*WHAT YOU SHOULD DO*.
Where the string "format" occurs in the material below, report the whole line.

*MATERIAL PROVIDED*.
____________

PR #2352, opened 2024-07-13
feat(compartment-mapper): JSON module support for makeBundle

kriskowal:
Refs: #400, https://github.com/Agoric/agoric-sdk/issues/9686

## Description

Endo’s zip bundle format and Rollup both support importing JSON modules. This change adds JSON module support to Endo’s script bundle format. We need this to have Rollup parity for Agoric Core Eval scripts and also to unblock test262 for XS native compartment parity tests.

### Security Considerations

Obviates Rollup, increases legibility of script bundles.

### Scaling Considerations

None.

None. JSON module support is assumed. No one will notice unless it doesn’t work.

### Testing Considerations

This change adds a JSON module to the existing bundle test fixture. This also verifies parity with the Zip bundle format.

This make Endo more compatible with Rollup, but Endo continues to not support `import / with { type: "json" }`, which would be necessary for parity with Node.js proper and newer bundlers.

### Upgrade Considerations

None.

### DIFF
--- a/packages/compartment-mapper/src/bundle-json.js
+++ b/packages/compartment-mapper/src/bundle-json.js
@@ -1,0 +1,24 @@
+/* Provides JSON support for `bundle.js`. */
+
+const textDecoder = new TextDecoder();
+
+export default {
+  runtime: '',
+  getBundlerKit({ index, indexedImports, bytes }) {
+    // Round-trip to revalidate JSON and squeeze out space.
+    const json = JSON.stringify(JSON.parse(textDecoder.decode(bytes)));
+    return {
+      getFunctor: () => `\
+// === functors[${index}] ===
+(set) => set(${json}),
+`,
+      getCells: () => `\
+    { default: cell('default') },
+`,
+      getReexportsWiring: () => '',
+      getFunctorCall: () => `\
+  functors[${index}](cells[${index}].default.set);
+`,
+    };
+  },
+};
--- a/packages/compartment-mapper/src/bundle.js
+++ b/packages/compartment-mapper/src/bundle.js
@@ -22,6 +22,7 @@ import { parseLocatedJson } from './json.js';
 
 import mjsSupport from './bundle-mjs.js';
 import cjsSupport from './bundle-cjs.js';
+import jsonSupport from './bundle-json.js';
 
 const textEncoder = new TextEncoder();
 
@@ -56,7 +57,7 @@ const sortedModules = (
 
     const source = compartmentSources[compartmentName][moduleSpecifier];
     if (source !== undefined) {
-      const { record, parser, deferredError } = source;
+      const { record, parser, deferredError, bytes } = source;
       if (deferredError) {
         throw Error(
           `Cannot bundle: encountered deferredError ${deferredError}`,
@@ -84,6 +85,7 @@ const sortedModules = (
           parser,
           record,
           resolvedImports,
+          bytes,
         });
 
         return key;
@@ -120,6 +122,7 @@ const sortedModules = (
 const implementationPerParser = {
   'pre-mjs-json': mjsSupport,
   'pre-cjs-json': cjsSupport,
+  json: jsonSupport,
 };
 
 function getRuntime(parser) {
--- a/packages/compartment-mapper/src/bundle.js
+++ b/packages/compartment-mapper/src/bundle.js
@@ -1,6 +1,8 @@
 // @ts-check
 /* eslint no-shadow: 0 */
 
+/** @import {StaticModuleType} from 'ses' */
+
 /** @import {ArchiveOptions} from './types.js' */
 /** @import {CompartmentDescriptor} from './types.js' */
 /** @import {CompartmentSources} from './types.js' */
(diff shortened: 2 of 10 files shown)


packages/compartment-mapper/test/bundle.test.js
```diff
@@ -52,6 +52,7 @@ const expectedLog = [
     fromMjs: 'foo',
     zzz: 1,
   }),
+  { widdershins: 'againshins' },
```
erights, line 55: Could you explain the joke? I don't get it and googling did not help.

packages/compartment-mapper/src/bundle-json.js
```diff
@@ -0,0 +1,23 @@
...
+      getFunctor: () => `\
+// === functors[${index}] ===
+(set) => set(${json}),
+`,
+      getCells: () => `\
+    { default: cell('default') },
+`,
+      getReexportsWiring: () => '',
+      getFunctorCall: () => `\
+  functors[${index}](cells[${index}].default.set);
```
erights, line 19: grepping for these four method names, I only see uses with bundle.js and a definition of a bundle with three of them. Where can I find an explanation of what they mean?

packages/compartment-mapper/test/bundle.test.js
kriskowal: I’m so glad you asked. It’s nonsense. Widdershins means counter-clockwise and its opposite is usually considered deosil, but widdershins has readily recognizable German cognates and deosil has Irish origins. So, I’m asking myself what the opposite of widdershins would be along a shared etymological path and I’m drawing a blank. But, "again", "against", "gainsay", and some other words are all cognates of "gegen" in German, so widdershins could have a Germanic cousin in `againshins`. I still haven’t figured out an opposite.

packages/compartment-mapper/src/bundle-json.js
kriskowal: There is no explanation except how they’re used in bundle.js.

packages/compartment-mapper/test/bundle.test.js
naugtur: Linguistic competence is a factor in why naming things is hard, just not in the way I thought.

packages/compartment-mapper/src/bundle-json.js
```diff
@@ -0,0 +1,23 @@
+/* Provides JSON support for `bundle.js`. */
+
+const textDecoder = new TextDecoder();
+
+export default {
+  runtime: '',
+  getBundlerKit({ index, indexedImports, bytes }) {
+    const json = textDecoder.decode(bytes).trim();
```
naugtur, line 8: (could) decode and encode back, in case it's not actually JSON

packages/compartment-mapper/src/bundle-json.js
naugtur: I'm wondering if it'd make sense to replace some of this with empty strings or no-ops and inline json in the cell

```
  getCells: () => `\
    { default: cell('default', ${json}) },
`,
```

packages/compartment-mapper/test/bundle.test.js
kriskowal: We aren’t allowed to use `"foo"` anymore. This is not better, but it is not `"foo"`.

packages/compartment-mapper/src/bundle-json.js
kriskowal: Oh, no. That doesn’t work because `cell` and `cells` are not in the lexical scope of functors.

packages/compartment-mapper/src/bundle-json.js
kriskowal: I’ve followed-up with a change that aligns with this reasoning. I hesitated because this eliminates whatever spacing choices the author had made.

packages/compartment-mapper/src/bundle-json.js
kriskowal: Oh, they were in scope! I’ve added a commit that adds docs, asserts this invariant, and fixes it. There should not be any lexical variables in scope that might mask a global.

packages/compartment-mapper/test/bundle.test.js
erights: There's a `'foo'` above on line 52 ;)

packages/compartment-mapper/src/bundle.js
```diff
@@ -11,6 +13,42 @@
...
+ * In the generated bundle runtime, the function will receive an environment
+ * record: a record mapping every name of the corresponding module's internal
+ * namespace to a "cell" it can use to get, set, or observe the linked
+ * variable.
+ * @property {() => string} getCells Produces a JavaScript string consisting of
+ * a JavaScript object and a trailing comma.
+ * The string is evaluated in a lexical context with a `cell` maker, the `cells`
+ * array of every module's internal environment record.
+ * @property {() => string} getFunctorCall Produces a JavaScript string with a
+ * single statement that will call this module's functor with the calling
```
erights, line 30: The implementation in this file returns a string consisting only of a comment, which therefore does not "call this module's functor"

packages/compartment-mapper/src/bundle.js
```diff
@@ -11,6 +13,42 @@
...
+ * a function expression followed by a comma delimiter that will be evaluated in
+ * a lexical scope with no free variables except the globals.
+ * In the generated bundle runtime, the function will receive an environment
+ * record: a record mapping every name of the corresponding module's internal
+ * namespace to a "cell" it can use to get, set, or observe the linked
+ * variable.
+ * @property {() => string} getCells Produces a JavaScript string consisting of
+ * a JavaScript object and a trailing comma.
+ * The string is evaluated in a lexical context with a `cell` maker, the `cells`
+ * array of every module's internal environment record.
```
erights, line 28: `getCells` implementation in this file has no trailing comma.

erights (approved):
Assuming the code is correct and the doc-comments are wrong but close, LGTM, thanks!

packages/compartment-mapper/src/bundle.js
```diff
@@ -11,6 +13,42 @@
...
 
+/**
+ * @typedef {object} BundlerKit
+ * @property {() => string} getFunctor Produces a JavaScript string consisting of
+ * a function expression followed by a comma delimiter that will be evaluated in
+ * a lexical scope with no free variables except the globals.
+ * In the generated bundle runtime, the function will receive an environment
+ * record: a record mapping every name of the corresponding module's internal
+ * namespace to a "cell" it can use to get, set, or observe the linked
+ * variable.
```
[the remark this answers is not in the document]
kriskowal: For this case, there needed to be a trailing comma and this was a bug that would surface with a broken language-support implementation (of which there are none, and it is not as yet extensible :-P)

Fixed.

kriskowal:
Ironed out the types.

____________

*EXERCISE ANSWER*.
Endo’s zip bundle format and Rollup both support importing JSON modules. This change adds JSON module support to Endo’s script bundle format. We need this to have Rollup parity for Agoric Core Eval scripts and also to unblock test262 for XS native compartment parity tests.
This change adds a JSON module to the existing bundle test fixture. This also verifies parity with the Zip bundle format.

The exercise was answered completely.